Spelling Distinctions If one dialect makes a spelling distinction, and another ignores it, build your core system to show the distinction. lingüístico Adj ; This is the Spanish spelling used in Latin America. Then for Spain, where the ü is not used, modify the core trivially via composition on both sides: u <- ü .o. CommonCoreFST .o. ü -> u
Spelling Relaxations, Accentuation Build your core system to reflect formally correct spelling. Then relax that spelling in some versions of your system via composition, e.g. to allow accents to be “dropped”. StandardSpanishFST .o. [ é (->) e , í (->) i , á (->) a , ó (->) o , ú (->) u , ü (->) u ]
Relaxed German, accept ü or ue Standard German spelling uses ü, ö, ä and ß. You might want to accept them AND also ue, oe, ae and ss. StandardGermanFST .o. [ ü (->) u e , ö (->) o e , ä (->) a e , ß (->) s s ]

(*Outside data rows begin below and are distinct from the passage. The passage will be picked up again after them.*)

PR #5327, opened 2020-10-23
feat(pubsub): preserve order for messages with ordering keys

### LINKED ISSUE #5044: Automatically schedule messages with ordering keys one at a time

### LINKED ISSUE #5263: PubSub: message ordering
OKR tracking issue.

coryan:
Messages without an ordering key are scheduled
in parallel, and therefore can be executed out of
order. Messages with an ordering key are scheduled
in sequence for the same ordering key. That is,
messages with key `key1` will be scheduled one
at a time, but messages with other keys may be
scheduled in parallel.

Fixes #5044 and fixes #5263 

---
This change is [Reviewable](https://reviewable.io/reviews/googleapis/google-cloud-cpp/5327)

### DIFF
--- a/google/cloud/pubsub/BUILD
+++ b/google/cloud/pubsub/BUILD
@@ -25,6 +25,8 @@ cc_library(
     deps = [
         "//google/cloud:google_cloud_cpp_common",
         "//google/cloud:google_cloud_cpp_grpc_utils",
+        "@com_google_absl//absl/container:flat_hash_map",
+        "@com_google_absl//absl/container:flat_hash_set",
         "@com_google_googleapis//google/pubsub/v1:pubsub_cc_grpc",
     ],
 )
@@ -70,6 +72,7 @@ load(":pubsub_client_unit_tests.bzl", "pubsub_client_unit_tests")
         "//google/cloud:google_cloud_cpp_common",
         "//google/cloud/testing_util:google_cloud_cpp_testing",
         "//google/cloud/testing_util:google_cloud_cpp_testing_grpc",
+        "@com_google_absl//absl/strings:str_format",
         "@com_google_googletest//:gtest_main",
     ],
 ) for test in pubsub_client_unit_tests]
--- a/google/cloud/pubsub/BUILD
+++ b/google/cloud/pubsub/BUILD
@@ -26,7 +26,6 @@ cc_library(
         "//google/cloud:google_cloud_cpp_common",
         "//google/cloud:google_cloud_cpp_grpc_utils",
         "@com_google_absl//absl/container:flat_hash_map",
-        "@com_google_absl//absl/container:flat_hash_set",
         "@com_google_googleapis//google/pubsub/v1:pubsub_cc_grpc",
     ],
 )
--- a/google/cloud/pubsub/CMakeLists.txt
+++ b/google/cloud/pubsub/CMakeLists.txt
@@ -121,8 +121,7 @@ target_include_directories(
 target_link_libraries(
     pubsub_client
     PUBLIC google_cloud_cpp_grpc_utils google_cloud_cpp_common
-           googleapis-c++::pubsub_protos absl::flat_hash_map
-           absl::flat_hash_set)
+           googleapis-c++::pubsub_protos absl::flat_hash_map)
 google_cloud_cpp_add_common_options(pubsub_client)
 set_target_properties(
     pubsub_client PROPERTIES VERSION "${GOOGLE_CLOUD_CPP_VERSION}"
--- a/google/cloud/pubsub/CMakeLists.txt
+++ b/google/cloud/pubsub/CMakeLists.txt
@@ -25,6 +25,11 @@ set(DOXYGEN_PREDEFINED "GOOGLE_CLOUD_CPP_PUBSUB_NS=v1")
 
 include(GoogleCloudCppCommon)
 
+# TODO(#4146) - remove FPHSA_NAME_MISMATCHED manipulation on next absl release
+set(FPHSA_NAME_MISMATCHED Threads) # Quiet warning caused by Abseil
+find_package(absl CONFIG REQUIRED)
+unset(FPHSA_NAME_MISMATCHED)
+
 configure_file(version_info.h.in ${CMAKE_CURRENT_SOURCE_DIR}/version_info.h)
 add_library(
     pubsub_client # cmake-format: sort
@@ -114,8 +119,10 @@ target_include_directories(
            $<BUILD_INTERFACE:${PROJECT_BINARY_DIR}>
            $<INSTALL_INTERFACE:include>)
 target_link_libraries(
-    pubsub_client PUBLIC google_cloud_cpp_grpc_utils google_cloud_cpp_common
-                         googleapis-c++::pubsub_protos)
+    pubsub_client
+    PUBLIC google_cloud_cpp_grpc_utils google_cloud_cpp_common
+           googleapis-c++::pubsub_protos absl::flat_hash_map
+           absl::flat_hash_set)
 google_cloud_cpp_add_common_options(pubsub_client)
 set_target_properties(
     pubsub_client PROPERTIES VERSION "${GOOGLE_CLOUD_CPP_VERSION}"
@@ -236,6 +243,7 @@ function (google_cloud_cpp_pubsub_client_define_tests)
                     googleapis-c++::pubsub_client
                     google_cloud_cpp_testing
                     google_cloud_cpp_testing_grpc
+                    absl::str_format
                     GTest::gmock_main
                     GTest::gmock
                     GTest::gtest)
--- a/google/cloud/pubsub/CMakeLists.txt
+++ b/google/cloud/pubsub/CMakeLists.txt
@@ -119,9 +119,8 @@ target_include_directories(
            $<BUILD_INTERFACE:${PROJECT_BINARY_DIR}>
            $<INSTALL_INTERFACE:include>)
 target_link_libraries(
-    pubsub_client
-    PUBLIC google_cloud_cpp_grpc_utils google_cloud_cpp_common
-           googleapis-c++::pubsub_protos absl::flat_hash_map)
+    pubsub_client PUBLIC google_cloud_cpp_grpc_utils google_cloud_cpp_common
+                         googleapis-c++::pubsub_protos absl::flat_hash_map)
 google_cloud_cpp_add_common_options(pubsub_client)
 set_target_properties(
     pubsub_client PROPERTIES VERSION "${GOOGLE_CLOUD_CPP_VERSION}"
--- a/google/cloud/pubsub/internal/subscription_message_queue.cc
+++ b/google/cloud/pubsub/internal/subscription_message_queue.cc
@@ -40,18 +40,20 @@ void SubscriptionMessageQueue::Shutdown() {
 void SubscriptionMessageQueue::Read(std::size_t max_callbacks) {
   std::unique_lock<std::mutex> lk(mu_);
   if (!callback_) return;
-  read_count_ += max_callbacks;
+  available_slots_ += max_callbacks;
   DrainQueue(std::move(lk));
 }
 
 future<Status> SubscriptionMessageQueue::AckMessage(std::string const& ack_id,
                                                     std::size_t) {
+  HandlerDone(ack_id);
   source_->AckMessage(ack_id);
   return make_ready_future(Status{});
 }
 
 future<Status> SubscriptionMessageQueue::NackMessage(std::string const& ack_id,
                                                      std::size_t) {
+  HandlerDone(ack_id);
   source_->NackMessage(ack_id);
   return make_ready_future(Status{});
 }
@@ -72,9 +74,17 @@ void SubscriptionMessageQueue::OnRead(
     google::pubsub::v1::StreamingPullResponse r) {
   auto handle_response = [&] {
     shutdown_manager_->FinishedOperation("OnRead");
-    std::move(r.mutable_received_messages()->begin(),
-              r.mutable_received_messages()->end(),
-              std::back_inserter(messages_));
+    for (auto& m : *r.mutable_received_messages()) {
+      auto key = m.message().ordering_key();
+      auto const ordered = !key.empty();
+      auto& queue = queues_[key];
+      queue.messages.push_back(std::move(m));
+      // Queues require ordering are runnable only if there are no running
+      // messages
+      if (!ordered || queue.running == 0) {
+        runnable_queues_.insert(std::move(key));
+      }
+    }
     DrainQueue(std::move(lk));
   };
   auto bulk_nack = [&] {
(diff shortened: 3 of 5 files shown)


coryan:
This is the last feature for GA.. :rocket:

mr-salty (changes requested):
> Reviewed 3 of 5 files at r1.
> *[Reviewable](https://reviewable.io/reviews/googleapis/google-cloud-cpp/5327)* status: 3 of 5 files reviewed, 7 unresolved discussions (waiting on @coryan)

___
*[google/cloud/pubsub/internal/subscription_message_queue.cc, line 82 at r1](https://reviewable.io/reviews/googleapis/google-cloud-cpp/5327#-MKMPTrBEsK5EDtOoQ3f:-MKMPTrBEsK5EDtOoQ3g:b8ky60y) ([raw file](https://github.com/googleapis/google-cloud-cpp/blob/6687c130fdbbb31910fe450439d7c0ab6666a3f3/google/cloud/pubsub/internal/subscription_message_queue.cc#L82)):*
> ```
> Queues require
> ```
 
"Queues that require" ...
___
*[google/cloud/pubsub/internal/subscription_message_queue.cc, line 84 at r1](https://reviewable.io/reviews/googleapis/google-cloud-cpp/5327#-MKMPa9p9ffORet8Dj5-:-MKMPa9p9ffORet8Dj50:b-cqyk2h) ([raw file](https://github.com/googleapis/google-cloud-cpp/blob/6687c130fdbbb31910fe450439d7c0ab6666a3f3/google/cloud/pubsub/internal/subscription_message_queue.cc#L84)):*
> ```cpp
>       // Queues require ordering are runnable only if there are no running
>       // messages
>       if (!ordered || queue.running == 0) {
> ```

is it worth adding  `&& queue.size() == 1` here?  should be marginally cheaper than a hash insert.
___
*[google/cloud/pubsub/internal/subscription_message_queue.cc, line 116 at r1](https://reviewable.io/reviews/googleapis/google-cloud-cpp/5327#-MKMQP_m7WNiowOf5LWo:-MKMQP_n3DeAwO4bUxii:b-byp8e7) ([raw file](https://github.com/googleapis/google-cloud-cpp/blob/6687c130fdbbb31910fe450439d7c0ab6666a3f3/google/cloud/pubsub/internal/subscription_message_queue.cc#L116)):*
> ```cpp
>     queues_.clear();
>     return ack_ids;
>   }(std::move(lk));
> ```

this is a pretty subtle way to drop the lock - it took me a while to get it, I'd rather see an explicit `unlock()`.

I'd probably write this with a swap to minimize the lock holding:

```
QueueByOrderingKey queues;
queues.swap(queues_);  // maybe std::move would also do this?
lk.unlock();

// loop as before, no lambda needed
```
___
*[google/cloud/pubsub/internal/subscription_message_queue.cc, line 142 at r1](https://reviewable.io/reviews/googleapis/google-cloud-cpp/5327#-MKMWjbr8Ox8-k8lwJER:-MKMWjbr8Ox8-k8lwJES:b-dbjw40) ([raw file](https://github.com/googleapis/google-cloud-cpp/blob/6687c130fdbbb31910fe450439d7c0ab6666a3f3/google/cloud/pubsub/internal/subscription_message_queue.cc#L142)):*
> ```cpp
>       0, runnable_queues_.size() - 1)(generator_);
>   auto r = runnable_queues_.begin();
>   for (std::size_t i = 0; i != idx; ++i) ++r;  // std::advance() did not work
> ```

how performance critical is this and how large do we expect `runnable_queues_` and `available_slots_` to be?

My first idea was to have this return a vector, and use `std::sample` so we only walk the list once, although I'm not sure if your `std::advance` issue would stymie using that.

You could also make a linked list of runnable queues instead of having a second map.
___
*[google/cloud/pubsub/internal/subscription_message_queue.cc, line 148 at r1](https://reviewable.io/reviews/googleapis/google-cloud-cpp/5327#-MKMa91A2REHWk7MSKhX:-MKMa91A2REHWk7MSKhY:b-7j57ii) ([raw file](https://github.com/googleapis/google-cloud-cpp/blob/6687c130fdbbb31910fe450439d7c0ab6666a3f3/google/cloud/pubsub/internal/subscription_message_queue.cc#L148)):*
> ```
>   if (ql == queues_.end()) return {};
>   auto& q = ql->second;
>   if (q.messages.empty()) {
> ```

IIUC neither of these conditions (can't find the queue, or messages empty) should happen unless there's a bug? I'd add comments or a DCHECK - or maybe even just CHECK.
___
*[google/cloud/pubsub/internal/subscription_message_queue.cc, line 167 at r1](https://reviewable.io/reviews/googleapis/google-cloud-cpp/5327#-MKMbmtiAPmcuW4x1s6a:-MKMbmtiAPmcuW4x1s6b:b5r4i1z) ([raw file](https://github.com/googleapis/google-cloud-cpp/blob/6687c130fdbbb31910fe450439d7c0ab6666a3f3/google/cloud/pubsub/internal/subscription_message_queue.cc#L167)):*
> ```cpp
>   std::lock_guard<std::mutex> lk(mu_);
>   auto loc = ordering_key_by_ack_id_.find(ack_id);
>   if (loc == ordering_key_by_ack_id_.end()) return;
> ```

similar comments as above (although in this method I think this *can* happen if `shutdown_` is true so maybe we should check that explicitly?)

mostly, I just want it to be clear if you're checking these results to be defensive (which I *think* is the case modulo `shutdown_`) or if there's some subtle way those cases can happen.
___
*[google/cloud/pubsub/internal/subscription_message_queue.cc, line 171 at r1](https://reviewable.io/reviews/googleapis/google-cloud-cpp/5327#-MKMckjE6nMtmAwGIghL:-MKMckjE6nMtmAwGIghM:beioldm) ([raw file](https://github.com/googleapis/google-cloud-cpp/blob/6687c130fdbbb31910fe450439d7c0ab6666a3f3/google/cloud/pubsub/internal/subscription_message_queue.cc#L171)):*
> ```cpp
>   ordering_key_by_ack_id_.erase(loc);
>   auto& q = queues_[key];
>   if (--q.running == 0 && !q.messages.empty()) {
> ```

given my comment above this might be an actual bug?  if we're post shutdown_ then queues_[key] may not exist and `running` becomes `-1` here (maybe something else prevents that, and it probably doesn't matter since we're shutting down)

coryan:
___
*[google/cloud/pubsub/internal/subscription_message_queue.cc, line 142 at r1](https://reviewable.io/reviews/googleapis/google-cloud-cpp/5327#-MKMWjbr8Ox8-k8lwJER:-MKMkF-rDzYT0Vk3aQn1:b-ejustm) ([raw file](https://github.com/googleapis/google-cloud-cpp/blob/6687c130fdbbb31910fe450439d7c0ab6666a3f3/google/cloud/pubsub/internal/subscription_message_queue.cc#L142)):*

how performance critical is this and how large do we expect `runnable_queues_` and `available_slots_` to be?

My first idea was to have this return a vector, and use `std::sample` so we only walk the list once, although I'm not sure if your `std::advance` issue would stymie using that.

You could also make a linked list of runnable queues instead of having a second map.
</blockquote></details>

`available_slots_` is small-ish, probably comparable to the number of cores, `runnable_queues_` I have no idea.  Probably thousands at most, as we only accept thousands of incoming messages at a time.

`std::samples()` is C++17, not available to us.

I think the core issue you are highlighting is the poor performance of this, thanks, I did not think about that.  A single pass getting messages would be more efficient, but it would be really really hard to get to work right.  We need to release the lock when passing the message to the next layer, as it can callback and that requires acquiring the lock again.  If I pick N messages other threads may consume the available slots, and then I have to re-enqueue the messages, but how do I preserve their order?

I think I can make this work by picking the ordering key for N queues, and processing *those* one at a time, picking a new set of M queues if needed at the end.  Let me give that a try.

coryan (commented):
I completely changed the implementation for something simpler.

> *[Reviewable](https://reviewable.io/reviews/googleapis/google-cloud-cpp/5327#-:-MKVkRwT84QXXl4Cits_:b-j94yf4)* status: 0 of 5 files reviewed, 7 unresolved discussions (waiting on @mr-salty)

___
*[google/cloud/pubsub/internal/subscription_message_queue.cc, line 82 at r1](https://reviewable.io/reviews/googleapis/google-cloud-cpp/5327#-MKMPTrBEsK5EDtOoQ3f:-MKMjtKG0tsb7_Jszk-P:bd1ygo1) ([raw file](https://github.com/googleapis/google-cloud-cpp/blob/6687c130fdbbb31910fe450439d7c0ab6666a3f3/google/cloud/pubsub/internal/subscription_message_queue.cc#L82)):*

> ```
> Queues require
> ```
 
"Queues that require" ...
</blockquote></details>

N/A by now I think.
___
*[google/cloud/pubsub/internal/subscription_message_queue.cc, line 84 at r1](https://reviewable.io/reviews/googleapis/google-cloud-cpp/5327#-MKMPa9p9ffORet8Dj5-:-MKMjuCJ3th-SgOlNhrr:bd1ygo1) ([raw file](https://github.com/googleapis/google-cloud-cpp/blob/6687c130fdbbb31910fe450439d7c0ab6666a3f3/google/cloud/pubsub/internal/subscription_message_queue.cc#L84)):*

is it worth adding  `&& queue.size() == 1` here?  should be marginally cheaper than a hash insert.
</blockquote></details>

N/A by now I think.
___
*[google/cloud/pubsub/internal/subscription_message_queue.cc, line 116 at r1](https://reviewable.io/reviews/googleapis/google-cloud-cpp/5327#-MKMQP_m7WNiowOf5LWo:-MKMkDc3EPjthGQXXC87:b-pzy150) ([raw file](https://github.com/googleapis/google-cloud-cpp/blob/6687c130fdbbb31910fe450439d7c0ab6666a3f3/google/cloud/pubsub/internal/subscription_message_queue.cc#L116)):*

this is a pretty subtle way to drop the lock - it took me a while to get it, I'd rather see an explicit `unlock()`.

I'd probably write this with a swap to minimize the lock holding:

```
QueueByOrderingKey queues;
queues.swap(queues_);  // maybe std::move would also do this?
lk.unlock();

// loop as before, no lambda needed
```
</blockquote></details>

N/A by now.
___
*[google/cloud/pubsub/internal/subscription_message_queue.cc, line 142 at r1](https://reviewable.io/reviews/googleapis/google-cloud-cpp/5327#-MKMWjbr8Ox8-k8lwJER:-MKVXZ2j52UwCkrb-RcB:b-w4oknn) ([raw file](https://github.com/googleapis/google-cloud-cpp/blob/6687c130fdbbb31910fe450439d7c0ab6666a3f3/google/cloud/pubsub/internal/subscription_message_queue.cc#L142)):*

`available_slots_` is small-ish, probably comparable to the number of cores, `runnable_queues_` I have no idea.  Probably thousands at most, as we only accept thousands of incoming messages at a time.

`std::samples()` is C++17, not available to us.

I think the core issue you are highlighting is the poor performance of this, thanks, I did not think about that.  A single pass getting messages would be more efficient, but it would be really really hard to get to work right.  We need to release the lock when passing the message to the next layer, as it can callback and that requires acquiring the lock again.  If I pick N messages other threads may consume the available slots, and then I have to re-enqueue the messages, but how do I preserve their order?

I think I can make this work by picking the ordering key for N queues, and processing *those* one at a time, picking a new set of M queues if needed at the end.  Let me give that a try.
</blockquote></details>

I completely changed the implementation, N/A.
___
*[google/cloud/pubsub/internal/subscription_message_queue.cc, line 148 at r1](https://reviewable.io/reviews/googleapis/google-cloud-cpp/5327#-MKMa91A2REHWk7MSKhX:-MKMl8xV4Uh7dPrFFjTl:b-oqhhxc) ([raw file](https://github.com/googleapis/google-cloud-cpp/blob/6687c130fdbbb31910fe450439d7c0ab6666a3f3/google/cloud/pubsub/internal/subscription_message_queue.cc#L148)):*

> ```
>   if (ql == queues_.end()) return {};
>   auto& q = ql->second;
>   if (q.messages.empty()) {
> ```

IIUC neither of these conditions (can't find the queue, or messages empty) should happen unless there's a bug? I'd add comments or a DCHECK - or maybe even just CHECK.
</blockquote></details>

`DCHECK` and `CHECK` do not exist in this code, nor do we have anything equivalent...  It was purely defensive.  Left comments for any relevant cases in the new code.
___
*[google/cloud/pubsub/internal/subscription_message_queue.cc, line 167 at r1](https://reviewable.io/reviews/googleapis/google-cloud-cpp/5327#-MKMbmtiAPmcuW4x1s6a:-MKVXjCzDsJuefnFDR97:b-vbydso) ([raw file](https://github.com/googleapis/google-cloud-cpp/blob/6687c130fdbbb31910fe450439d7c0ab6666a3f3/google/cloud/pubsub/internal/subscription_message_queue.cc#L167)):*

similar comments as above (although in this method I think this *can* happen if `shutdown_` is true so maybe we should check that explicitly?)

mostly, I just want it to be clear if you're checking these results to be defensive (which I *think* is the case modulo `shutdown_`) or if there's some subtle way those cases can happen.
</blockquote></details>

See new comments.
___
*[google/cloud/pubsub/internal/subscription_message_queue.cc, line 171 at r1](https://reviewable.io/reviews/googleapis/google-cloud-cpp/5327#-MKMckjE6nMtmAwGIghL:-MKVXmoI9F34PoN-X7_0:b-vbydso) ([raw file](https://github.com/googleapis/google-cloud-cpp/blob/6687c130fdbbb31910fe450439d7c0ab6666a3f3/google/cloud/pubsub/internal/subscription_message_queue.cc#L171)):*

given my comment above this might be an actual bug?  if we're post shutdown_ then queues_[key] may not exist and `running` becomes `-1` here (maybe something else prevents that, and it probably doesn't matter since we're shutting down)
</blockquote></details>

See new comments.

mr-salty (approved):
:lgtm: definitely like this better, thanks

> Reviewed 5 of 5 files at r2.
> *[Reviewable](https://reviewable.io/reviews/googleapis/google-cloud-cpp/5327#-:-MKa0HkI8kzC9Gx4uBm4:b2h8w62)* status: all files reviewed, 2 unresolved discussions (waiting on @coryan)

___
*[google/cloud/pubsub/internal/subscription_message_queue.h, line 41 at r2](https://reviewable.io/reviews/googleapis/google-cloud-cpp/5327#-MK_mxSG1AFC49QE1gvd:-MK_mxSH7wwbdrQIx9W_:b9kz3d1) ([raw file](https://github.com/googleapis/google-cloud-cpp/blob/29380c3ccc908d970c135b999eaf3c4d8846e51f/google/cloud/pubsub/internal/subscription_message_queue.h#L41)):*
> ```
> setups
> ```

s/setups/sets up/
___
*[google/cloud/pubsub/internal/subscription_message_queue.cc, line 116 at r1](https://reviewable.io/reviews/googleapis/google-cloud-cpp/5327#-MKMQP_m7WNiowOf5LWo:-MK_oe3WBMNaKQVj38nY:bcmd67c) ([raw file](https://github.com/googleapis/google-cloud-cpp/blob/6687c130fdbbb31910fe450439d7c0ab6666a3f3/google/cloud/pubsub/internal/subscription_message_queue.cc#L116)):*

N/A by now.
</blockquote></details>

I still think explicit `lk.unlock()` is clearer.

The other part of my suggestion is still possible, although you'd need to do 2 swaps - completely up to you.
___
*[google/cloud/pubsub/internal/subscription_message_queue_test.cc, line 216 at r2](https://reviewable.io/reviews/googleapis/google-cloud-cpp/5327#-MKa-Puo3jy8J2GgRvsX:-MKa-Puo3jy8J2GgRvsY:bjmih0) ([raw file](https://github.com/googleapis/google-cloud-cpp/blob/29380c3ccc908d970c135b999eaf3c4d8846e51f/google/cloud/pubsub/internal/subscription_message_queue_test.cc#L216)):*
> ```cpp
> TEST(SubscriptionMessageQueueTest, RespectOrderingKeys) {
>   auto mock = std::make_shared<pubsub_testing::MockSubscriptionBatchSource>();
>   EXPECT_CALL(*mock, Shutdown).Times(1);
> ```

FYI `Times(1)` is the default, unless you want to be explicit (occurs elsewhere)

coryan (commented):
> *[Reviewable](https://reviewable.io/reviews/googleapis/google-cloud-cpp/5327)* status: 3 of 5 files reviewed, 2 unresolved discussions (waiting on @mr-salty)

___
*[google/cloud/pubsub/internal/subscription_message_queue.h, line 41 at r2](https://reviewable.io/reviews/googleapis/google-cloud-cpp/5327#-MK_mxSG1AFC49QE1gvd:-MKa_ORsE1MlgTXw0CIT:bt2vr1b) ([raw file](https://github.com/googleapis/google-cloud-cpp/blob/29380c3ccc908d970c135b999eaf3c4d8846e51f/google/cloud/pubsub/internal/subscription_message_queue.h#L41)):*

> ```
> setups
> ```

s/setups/sets up/
</blockquote></details>

Fixed.
___
*[google/cloud/pubsub/internal/subscription_message_queue.cc, line 116 at r1](https://reviewable.io/reviews/googleapis/google-cloud-cpp/5327#-MKMQP_m7WNiowOf5LWo:-MKa_ciSA3o1zWhC65Xx:bs7wumb) ([raw file](https://github.com/googleapis/google-cloud-cpp/blob/6687c130fdbbb31910fe450439d7c0ab6666a3f3/google/cloud/pubsub/internal/subscription_message_queue.cc#L116)):*

I still think explicit `lk.unlock()` is clearer.

The other part of my suggestion is still possible, although you'd need to do 2 swaps - completely up to you.
</blockquote></details>

Done.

Summary: About Choices • When it appears that you have to make a choice (dialect, orthography, register, etc.) between A and B, always try to make a common “core” system that is the basis for • Choice A alone • Choice B alone • Choice A and B • Composition is often the key to modifying a common core system for a variety of uses. • The failure to abstract and generalize is a sign of a finite-state beginner.